With his coins in order he then pulled out his key card for the rest of the payment... and it was rejected. He still didn't have enough money. For a $6.10 medication. It was sad.

I was just trying to be nice (but maybe I was also tired of waiting) so I told Paul I'd pay for his script. $6 script, $6 glasses. It wasn't going to break my budget, and this guy needed it more than me.

I placed the sunnies and the Ventolin on the counter while Paul professed to anyone within earshot that I was indeed sent from above.

The previously unconcerned checkout dude was impressed. Well I assume so, because his deadpan expression twitched for a moment. Then he blipped through the sunnies and they came up as $24.95.

"No, those sunglasses are from the sale tub just there" I pointed out. "They're all $5.99"

Checkout dude, who was by now completely over hearing Paul tell the world about his surgery and my fabulousness, just wanted it to be over, so he didn't even blink and started to override the price.

"I'll give you a discount" he said, and rung up a 25% discount on my ventolins. Score.

A face twitch and a discount. Naw, I melted his cold heart after all.

I paid, wished Paul all the best for his surgery that he was still talking about, and extracted myself from the store, feeling pretty damn good about myself to be honest. So damn good that I walked up to the bottle shop and grabbed a bottle of Maker's Mark as a reward.

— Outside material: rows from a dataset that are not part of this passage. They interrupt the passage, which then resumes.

PR #1025, opened 2023-05-08
MPT deletion

wborgeaud:
Implement `mpt_delete` with the following assumptions
- Will only be called on keys present in the trie.
- We only want to delete leaf nodes.
- Branch nodes have zero value.

### DIFF
--- a/evm/src/cpu/kernel/asm/mpt/delete/delete.asm
+++ b/evm/src/cpu/kernel/asm/mpt/delete/delete.asm
@@ -11,14 +11,14 @@ global mpt_delete:
     SWAP1 %increment SWAP1
     // stack: node_type, node_payload_ptr, num_nibbles, key, retdest
 
-    DUP1 %eq_const(@MPT_NODE_EMPTY)     %jumpi(panic) // This should never happen.
     DUP1 %eq_const(@MPT_NODE_BRANCH)    %jumpi(mpt_delete_branch)
     DUP1 %eq_const(@MPT_NODE_EXTENSION) %jumpi(mpt_delete_extension)
-         %eq_const(@MPT_NODE_LEAF)      %jumpi(mpt_delete_leaf)
+    DUP1 %eq_const(@MPT_NODE_LEAF)      %jumpi(mpt_delete_leaf)
+         %eq_const(@MPT_NODE_EMPTY)     %jumpi(panic) // This should never happen.
     PANIC
 
 mpt_delete_leaf:
-    // stack: node_payload_ptr, num_nibbles, key, retdest
-    %pop3
+    // stack: node_type, node_payload_ptr, num_nibbles, key, retdest
+    %pop4
     PUSH 0 // empty node ptr
     SWAP1 JUMP
--- a/evm/src/cpu/kernel/asm/mpt/delete/delete.asm
+++ b/evm/src/cpu/kernel/asm/mpt/delete/delete.asm
@@ -1,4 +1,5 @@
 // Return a copy of the given node with the given key deleted.
+// Assumes that the key is in the trie.
 //
 // Pre stack: node_ptr, num_nibbles, key, retdest
 // Post stack: updated_node_ptr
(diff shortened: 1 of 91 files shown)


evm/src/cpu/kernel/asm/mpt/delete/delete.asm
```diff
@@ -1,6 +1,24 @@
...
 global mpt_delete:
-    PANIC // TODO
+    // stack: node_ptr, num_nibbles, key, retdest
+    DUP1 %mload_trie_data
+    // stack: node_type, node_ptr, num_nibbles, key, retdest
+    // Increment node_ptr, so it points to the node payload instead of its type.
+    SWAP1 %increment SWAP1
+    // stack: node_type, node_payload_ptr, num_nibbles, key, retdest
+
+    DUP1 %eq_const(@MPT_NODE_EMPTY)     %jumpi(panic) // This should never happen.
```
hratoanina, line 14: nit: Since it shouldn't happen, this case could be last.

evm/src/cpu/kernel/asm/mpt/delete/delete_branch.asm
```diff
@@ -0,0 +1,151 @@
...
+    DUP4 %add_const(12) %mload_trie_data %append_to_trie_data
+    DUP4 %add_const(13) %mload_trie_data %append_to_trie_data
+    DUP4 %add_const(14) %mload_trie_data %append_to_trie_data
+    DUP4 %add_const(15) %mload_trie_data %append_to_trie_data // Copy child[15]
+    DUP4 %add_const(16) %mload_trie_data %append_to_trie_data // Copy value_ptr
+    // stack: updated_branch_ptr, updated_child_ptr, first_nibble, node_payload_ptr, retdest
+    SWAP1
+    // stack: updated_child_ptr, updated_branch_ptr, first_nibble, node_payload_ptr, retdest
+    DUP2 %increment DUP4 ADD
+    // stack: updated_branch_ptr+first_nibble, updated_child_ptr, updated_branch_ptr, first_nibble, node_payload_ptr, retdest
```
hratoanina, line 58: `updated_branch_ptr+1+first_nibble`

evm/src/cpu/kernel/asm/mpt/delete/delete_branch.asm
```diff
@@ -0,0 +1,151 @@
...
+    // stack: updated_child_ptr, first_nibble, node_payload_ptr, retdest
+    PUSH 0
+// Loop from i=0..16 excluding `first_nibble` and store the number of non-empty children in
+// KernelGeneral[0]. Also store the last non-empty child in KernelGeneral[1].
+loop:
+    // stack: i, updated_child_ptr, first_nibble, node_payload_ptr, retdest
+    DUP1 DUP4 EQ %jumpi(loop_eq_first_nibble)
+    // stack: i, updated_child_ptr, first_nibble, node_payload_ptr, retdest
+    DUP1 %eq_const(16) %jumpi(loop_end)
+    DUP1 DUP5 ADD %mload_trie_data %mload_trie_data ISZERO ISZERO %jumpi(loop_non_empty)
```
hratoanina, line 77: Second `%mload_trie_data` seems redundant: if we have an empty node, it should already be 0.

evm/src/cpu/kernel/asm/mpt/util.asm
```diff
@@ -183,6 +203,17 @@
...
 %endmacro
 
+// Remove the first `k` nibbles from a key part.
+// def merge_nibbles(front_len, front_key, back_len, back_key):
+//     return (front_len + back_len, (front_key<<(back_len*4)) + back_key)
+%macro merge_nibbles
+    // stack: front_len, front_key, back_len, back_key
+    %stack (front_len, front_key, back_len, back_key) -> (back_len, front_key, back_key, back_len, front_len)
+    %mul_const(4) SHL ADD
+    // stack: new_key, back_len, back_key
```
hratoanina, line 213:
```suggestion
    // stack: new_key, back_len, front_len
```

evm/src/cpu/kernel/asm/mpt/delete/delete_extension.asm
```diff
@@ -0,0 +1,96 @@
...
+    %add_const(2) %mload_trie_data
+    %stack (node_child_ptr, key, num_nibbles, node_len, node_key, retdest) ->
+        (node_child_ptr, num_nibbles, key, after_mpt_delete_extension, node_len, node_key, retdest)
+    %jump(mpt_delete)
+
+after_mpt_delete_extension:
+    // stack: updated_child_node_ptr, node_len, node_key, retdest
+    DUP1 %mload_trie_data
+    // stack: child_type, updated_child_node_ptr, node_len, node_key, retdest
+    DUP1 %eq_const(@MPT_NODE_EMPTY)     %jumpi(panic) // This should never happen.
```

Forgoing the bag, I walked back out in to the centre with the bottle in my hand looking super classy, and glanced down at my receipt from the chemist.

I'd been charged $18.70 for the sunnies.

For fuck's sake.

I headed back to the pharmacy and lined up again.

The checkout dude had no recollection of our previous encounter a whole five minutes earlier, but I figure that when he applied the discount it must have wiped his override price.

He tried a few times to refund me but couldn't figure out how to do it so along came another equally enthusiastic employee with a similar level of job satisfaction who had a few goes.

She was stumped at why the sunnies were scanning at $24.95 yet I'd only paid $18.70.

"But why did she only pay $18.70?" she asked the dude. Silence. He shrugged his shoulders.

Jeezus, does it matter? Either way I was only meant to pay $6, who cares?! The man just stood there, he wasn't forthcoming with any information. Stunned silence. Perhaps he thought he'd get in trouble for an unauthorised discount? Either way, he was not talking.

"He gave me a discount because I'm awesome".

Holy shit, did I just say that? What a bitch. They looked at me blankly.

"Sorry, I was just trying to be nice".

She stared at me (possibly with undead eyes, I can't be sure) and tried again to figure out how to refund me the difference.

"Would it be easier if I returned them?" I asked, looking at my watch? It had been five minutes now and the line of people forming behind me were not pleased. All over a pair of cheap plastic sunnies.

They didn't respond and kept clicking away at the screen.

FINALLY, after three hours (OK, six minutes) I got the difference refunded.

I was just trying to be nice.

After the rigmarole that was their purchase I am now highly encouraging Bobbin to wear them at all times. I'm close to duct taping them to her head.